Digging in the dirt

Digging in the dirt

It’s official. I’ve become more than a little obsessed with my family tree. I first tried to dig into my family’s past in the mid-1970’s, when I spent the summer holidays staying with my brothers in London. I used to take advantage of Ken Livingstone’s under-16 bus pass, with any journey just 2p. I’d set off early in the morning, with no real plan, and just jump on the first bus that went past, and when the mood. Took me, I’d get off that one and jump on another. By lunchtime, I truly could be anywhere in Greater London. My mum used to make me promise to call her whenever I got to where I was going, and so I’d dutifully report in with a list of place names that she’d never heard of.

I can’t remember now whether I had a specific plan to visit St. Catherine’s House, or I just came across it by accident. That was the magnificent building in central London that used to house all of the UK’s original Birth, Marriage and Death certificates. You used to be able to walk in off the street and access their card indexes, and then you could fill in a form to request a copy of the original. I seem to remember requesting two copies; one of my Uncle Bill’s death certificate (he’d died a couple of years earlier at the age of 62, after a life down the mines had made him old before his time) and my Grandmother’s death certificate (she’d died before my 3rd birthday, so I don’t remember her.

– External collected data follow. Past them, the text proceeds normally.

PR #2490, opened 2023-11-13
remove Search, IncSearch and CurSearch highlights from cmp windows

wochap:
In this commit, the search highlights have been removed from cmp windows to enhance the overall user experience.

Before changes:
Screenshot_2023-11-12_10-32-31

After changes:
Screenshot_2023-11-12_10-30-19

### DIFF
--- a/lua/plugins/configs/cmp.lua
+++ b/lua/plugins/configs/cmp.lua
@@ -52,7 +52,7 @@ local options = {
   window = {
     completion = {
       side_padding = (cmp_style ~= "atom" and cmp_style ~= "atom_colored") and 1 or 0,
-      winhighlight = "Normal:CmpPmenu,CursorLine:CmpSel,Search:PmenuSel,Search:None,IncSearch:None,CurSearch:None",
+      winhighlight = "Normal:CmpPmenu,CursorLine:CmpSel,Search:None,IncSearch:None,CurSearch:None",
       scrollbar = false,
     },
     documentation = {
--- a/lua/plugins/configs/cmp.lua
+++ b/lua/plugins/configs/cmp.lua
@@ -52,12 +52,12 @@ local options = {
   window = {
     completion = {
       side_padding = (cmp_style ~= "atom" and cmp_style ~= "atom_colored") and 1 or 0,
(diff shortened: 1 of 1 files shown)


wochap:
I need to do

siduck:
looks good, but how are u able to search when cmp's visible? it would require exiting insert mode and then using command mod right, by that cmp will auto-close itself!

wochap:
You are correct; however, it is possible to search and have the CMP menu open if you have enabled [completions for the / search based on the current buffer](https://github.com/hrsh7th/cmp-cmdline).

```lua
  cmp.setup.cmdline({ "/", "?" }, {
    mapping = cmdlineMapping,
    sources = {
      { name = "buffer", max_item_count = 10 },
      { name = "cmdline_history", max_item_count = 10 },
    },
  })
```

Before:
Screenshot_2023-11-12_11-07-14

After:
Screenshot_2023-11-12_11-06-43

siduck:
what if we remove the search hl itself 
image

wochap:
That also works; in fact, cmp does that. It only links 'Search' to 'None'. [Source](https://github.com/hrsh7th/nvim-cmp/blob/main/lua/cmp/config/default.lua#L106)

wochap:
I made changes, so only Search is removed, for cmp completion window

siduck:
no i mean removing whole `Search:None` itself,  does cmp link Search to anything by default? if yes then your change is valid

wochap:
> does cmp link Search to anything by default?

through the cmp configuration, yes, the default value for `window.completion.winhighlight` has `Search:None` which remove the Search highlight

```
window.completion.winhighlight = 'Normal:Pmenu,FloatBorder:Pmenu,CursorLine:PmenuSel,Search:None',
```

but nvchad cmp configuration overwrites it, and links Search to PmenuSel:

```
window.completion.winhighlight = "Normal:CmpPmenu,CursorLine:CmpSel,Search:PmenuSel",
```

with `Search:None` (default cmp)
Screenshot_2023-11-12_11-06-43

with `Search:PmenuSel` (nvchad cmp config):
Screenshot_2023-11-12_11-07-14

removing `Search:None` and `Search:PmenuSel`:
Screenshot_2023-11-12_11-10-38

siduck (approved):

I think that part of my fascination is because I grew up not knowing any of my grandparents, and none of my dad’s side of the family. My mum’s dad had died shortly after the Second World War after a long illness (yes, you guessed it.. he broke his back in a bad mining accident in the 1930s, and was mainly bed-ridden after that). My dad came from a long line of miners too, and I think that in those days, miners worked hard and played hard. My paternal grandfather was a heavy drinker, a womanizer and prone to bouts of the ‘blue devils’ – the way that coming home and beating your wife senseless could be passed off as “not my fault” back then.

My dad was the oldest of 5 children, and grew up in abject poverty. It wasn’t just the poor wages and poor social conditions of the time, but the fact that his father was also keeping a “fancy woman” and a second family across the other side of town, and then drinking himself senseless every night. One night when my dad was 15, he came home from the pub and found an excuse to beat up his wife. My dad decided to stand up to him and got between him and his mum. As a result, my dad took the beating, and he was thrown out of the family home.

With only the clothes on his back, my dad walked 20 miles through a wet and windy night, turning up at his aunt’s house, which just happened to be around the corner from where my mum lived. She took him and after a few hours sleep, he made his way to the local pit, where they took him on. Before you say to yourself how wonderful his aunt was for taking him, that hospitality came at a price. Her condition was that he handed over his pay packet to her, and she gave him an allowance in return. Not having a choice, he accepted her offer, and so while earned a decent wage at the time (he did one of the most dangerous that there was down the mine; widening new seams to make them accessible and putting in the pit props after explosives had opened them up), he remained as poor as a church mouse until he married my mum.

Only in the last week or so, have I finally tracked down my father’s side of my family on Ancestry.com. I have names and dates, people and places, births, weddings and funerals. All of them are part of my history, and yet I know nothing about them. I see names of cousins and aunts and uncles that I’ve never met, or maybe I have. Maybe I’ve passed them in the street, or sat next to them in a pub or on a bus. I wonder if any of them heard different stories growing up, with my dad cast as the black sheep of the family? I wonder if any of them are looking up my part of the Ford family tree?